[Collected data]
Start of Block

PR #47831, opened 2023-12-11
boostificaiton of rtimer

sima-fastly:
boostificaiton of rtimer

tested locally

### DIFF
--- a/src/cpp/handler/httpsession.cpp
+++ b/src/cpp/handler/httpsession.cpp
@@ -182,6 +182,8 @@ public:
 	Connection pausedConnection;
 	Connection readyReadOutConnection;
 	Connection errorOutConnection;
+	Connection timeoutConnection;
+	Connection retryTimerConneciton;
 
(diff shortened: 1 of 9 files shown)


src/cpp/handler/httpsession.cpp
```diff
@@ -210,10 +212,10 @@ class HttpSession::Private : public QObject
 		errorConnection = req->error.connect(boost::bind(&Private::req_error, this));
 
 		timer = new RTimer(this);
-		connect(timer, &RTimer::timeout, this, &Private::timer_timeout);
+		timeoutConnection = timer->timeout.connect(boost::bind(&Private::timer_timeout, this));
 
 		retryTimer = new RTimer(this);
-		connect(retryTimer, &RTimer::timeout, this, &Private::retryTimer_timeout);
+		retryTimerConneciton = retryTimer->timeout.connect(boost::bind(&Private::retryTimer_timeout, this));
 		retryTimer->setSingleShot(true);
```
jkarneges, line 219: The original code has explicit disconnects for these too so we'll need to retain that behavior.

sima-fastly: updated to boost disconnect

jkarneges (approved):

End of Block

All of the data above needs to be set down again exactly. Include every line.

[RESPONSE BOX]
PR #47831, opened 2023-12-11
boostificaiton of rtimer

sima-fastly:
boostificaiton of rtimer

tested locally

### DIFF
--- a/src/cpp/handler/httpsession.cpp
+++ b/src/cpp/handler/httpsession.cpp
@@ -182,6 +182,8 @@ public:
 	Connection pausedConnection;
 	Connection readyReadOutConnection;
 	Connection errorOutConnection;
+	Connection timeoutConnection;
+	Connection retryTimerConneciton;
 
(diff shortened: 1 of 9 files shown)


src/cpp/handler/httpsession.cpp
```diff
@@ -210,10 +212,10 @@ class HttpSession::Private : public QObject
 		errorConnection = req->error.connect(boost::bind(&Private::req_error, this));
 
 		timer = new RTimer(this);
-		connect(timer, &RTimer::timeout, this, &Private::timer_timeout);
+		timeoutConnection = timer->timeout.connect(boost::bind(&Private::timer_timeout, this));
 
 		retryTimer = new RTimer(this);
-		connect(retryTimer, &RTimer::timeout, this, &Private::retryTimer_timeout);
+		retryTimerConneciton = retryTimer->timeout.connect(boost::bind(&Private::retryTimer_timeout, this));
 		retryTimer->setSingleShot(true);
```
jkarneges, line 219: The original code has explicit disconnects for these too so we'll need to retain that behavior.

sima-fastly: updated to boost disconnect

jkarneges (approved):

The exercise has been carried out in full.